Quaternion to Rotation Matrix in SciPy: Normalize Quaternions, Use Scalar-Last [x, y, z, w], Avoid Scaling

Learn why SciPy's quaternion-to-matrix conversion scales when quaternions aren't unit length, how to normalize, and why scalar-last [x, y, z, w] order matters.

Quaternion-to-matrix conversions in SciPy sometimes surprise people who compare the output to the classic formulas from textbooks or the Wikipedia rotation matrix page. The discrepancy typically shows up when the input quaternion is not unit length. Here is what is actually happening and how to keep your transforms predictable.

Minimal example of the mismatch

The following snippet feeds SciPy a quaternion that has only a scalar part and is not normalized. SciPy expects quaternions in scalar-last order, so the vector is [x, y, z, w].

import numpy as np
from scipy.spatial.transform import Rotation as Rot

# Non-unit quaternion, scalar last: w=2.0
q_raw = np.array([0.0, 0.0, 0.0, 2.0])
rot_bad = Rot.from_quat(q_raw)
mat_bad = rot_bad.as_matrix()

print("Matrix from non-unit quaternion:")
print(mat_bad)

print("Scaled-down matrix (by 1/4):")
print(0.25 * mat_bad)

With only a w term there is no rotation. The usual rotation matrix would be the identity. SciPy’s matrix here becomes 4 times the identity, because the quaternion length is 2.0.

What causes the difference

The well-known formulae for constructing a rotation matrix from a quaternion put 1’s on the diagonal. SciPy’s implementation replaces those diagonal 1’s with w² + x² + y² + z². If the quaternion is a unit quaternion, that sum is 1 and both forms coincide. If the quaternion is not unit length, the resulting matrix performs a rotation and a scaling.

There is one more practical detail to keep in mind. SciPy uses scalar-last ordering internally. You can see this in how quaternions are fed to the constructor, for example:

import numpy as np
from scipy.spatial.transform import Rotation as Rot

# Example with a 90-degree rotation around z: [x, y, z, w]
z90 = Rot.from_quat([0.0, 0.0, np.sin(np.pi / 4), np.cos(np.pi / 4)])
Z = z90.as_matrix()
print(Z)

This ordering is consistent with SciPy’s interface and is important when manually constructing quaternions.
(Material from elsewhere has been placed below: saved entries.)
PR #76, opened 2019-07-24
Add Patroni Postgresql DB support

jujaga:
# Description

This PR adds a Postgres database to the API backend. As this is a large infrastructure and design change, many aspects of the application and pipeline flow have been changed to compensate.
- **Database**
  - Create and leverage Patroni - a high availability implementation of Postgres (leveraged from bcgov image)
- **Pipeline**
  - Update Jenkins pipeline to handle patroni standup and secret generation
  - Use ephemeral patroni for PRs, and persistent for main deployments
  - Parallelize patroni standup wherever possible
  - Consolidate OC template labels
  - Add mid lifecycle hook to backend deployment to manage DB migrations
- **Security**
  - Remove snyk integration (no longer bcgov direction)
  - Update lodash (Advisory https://npmjs.com/advisories/1065)
- **Backend**
  - Add graceful failure support to backend (intercepts SIGTERM and SIGINT)
  - Force node backend to run in production mode
  - Log users into user table when they access system for the first time
- **Frontend**
  - Add gzip compression support to Caddy

This is required in order to fulfill the requirement of auditing tangible actions done on the application.

[[SHOWCASE-100]](https://apps.nrs.gov.bc.ca/int/jira/browse/SHOWCASE-100)

## Types of changes

Breaking change (fix or feature that would cause existing functionality to change)

## Checklist

## Further comments

The following is the ER diagram of the database we will be starting with.
erdiagram 8-1-2019


bcgov-nr-csst:
SonarQube Analysis: https://sonarqube-k8vopl-tools.pathfinder.gov.bc.ca/dashboard?id=nr-get-token-pr-76

bcgov-nr-csst:
SonarQube Analysis: https://sonarqube-k8vopl-tools.pathfinder.gov.bc.ca/dashboard?id=nr-get-token-pr-76

bcgov-nr-csst:
SonarQube Analysis: https://sonarqube-k8vopl-tools.pathfinder.gov.bc.ca/dashboard?id=nr-get-token-pr-76

backend/src/controllers/users.js
```diff
@@ -0,0 +1,12 @@
+const User = require('../models').User;
+
+module.exports = {
+  async findOrCreate(keycloakId, displayName) {
+    return await User.findOrCreate({
+      where: {
+        keycloakId: keycloakId,
+        displayName: displayName
```
parc-jason: Should displayName be in the where clause?  
keyCloakId is unique, but display name isn't.  I think you're going to run into issues if someone changes their display Name outside our db.  Move displayName into 'defaults: {displayName: displayName}

backend/src/migrations/20190729000000-initialize-database.js
```diff
@@ -0,0 +1,228 @@
...
+          },
+          acronymId: {
+            allowNull: false,
+            references: {
+              model: 'acronym',
+              key: 'acronymId'
+            },
+            type: Sequelize.UUID
+          },
+          appCfg: {
```
parc-jason: Should use a more easily understood name for this field...  If all the node code is using appCfg to call the WEBADE Rest API, then the class property name is ok, but the database column name should probably be changed to application_config or something clear.  Even app_config is better than 2 abbreviations

backend/src/models/user.js
```diff
@@ -0,0 +1,40 @@
...
+    keycloakId: {
+      allowNull: false,
+      comment: 'Associated Keycloak user id',
+      type: DataTypes.UUID,
+      unique: true,
+      validate: {
+        isUUID: 4
+      }
+    },
+    displayName: {
```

How to get the expected pure rotation

If you want the classic rotation matrix (no scaling), ensure the quaternion is unit length before converting. This makes the diagonal term equal to 1 and aligns the result with the familiar formulas.

import numpy as np
from scipy.spatial.transform import Rotation as Rot

def unit_quat(q):
    return q / np.linalg.norm(q)

# Same non-unit quaternion as above
q_raw = np.array([0.0, 0.0, 0.0, 2.0])
q_unit = unit_quat(q_raw)

rot_ok = Rot.from_quat(q_unit)
mat_ok = rot_ok.as_matrix()

print("Matrix from normalized quaternion:")
print(mat_ok)

Using a unit quaternion eliminates the scaling factor and yields the identity in this specific example.

Why this matters

Mixing normalized and non-normalized quaternions leads to silent scaling in your transforms. If you compare against textbook or Wikipedia formulas while passing a non-unit quaternion, you will see a mismatch and may misdiagnose the issue as a formula difference rather than a normalization issue. It is also relevant that SciPy’s quaternion representation is scalar-last. Feeding scalar-first data without reordering changes the intended rotation. There is also a closely related transform that is effectively the transpose of another common form; for rotation matrices the transpose is the inverse, which preserves correctness in that context.

Takeaways

If you want pure rotations, use unit quaternions. When building quaternions for SciPy, supply them in [x, y, z, w] order. If a result looks scaled compared to a reference matrix, check the quaternion’s norm first. This small habit keeps rotation matrices consistent with the usual formulas and avoids chasing ghosts in your math or code.